DATA EXTRACT -
PR #5331, opened 2024-08-08
Add unit tests for common.go in pkg/util

NishantBansal2003:
**What type of PR is this?**
/kind failing-test

The test case coverage for common.go has been increased to 100%.
Ref #5235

TASK ITEM - Copy over exactly the lines above from the one with "PR is this?**" to the last, both included, and no others.

COMPLETED TASK -
**What type of PR is this?**
/kind failing-test

The test case coverage for common.go has been increased to 100%.
Ref #5235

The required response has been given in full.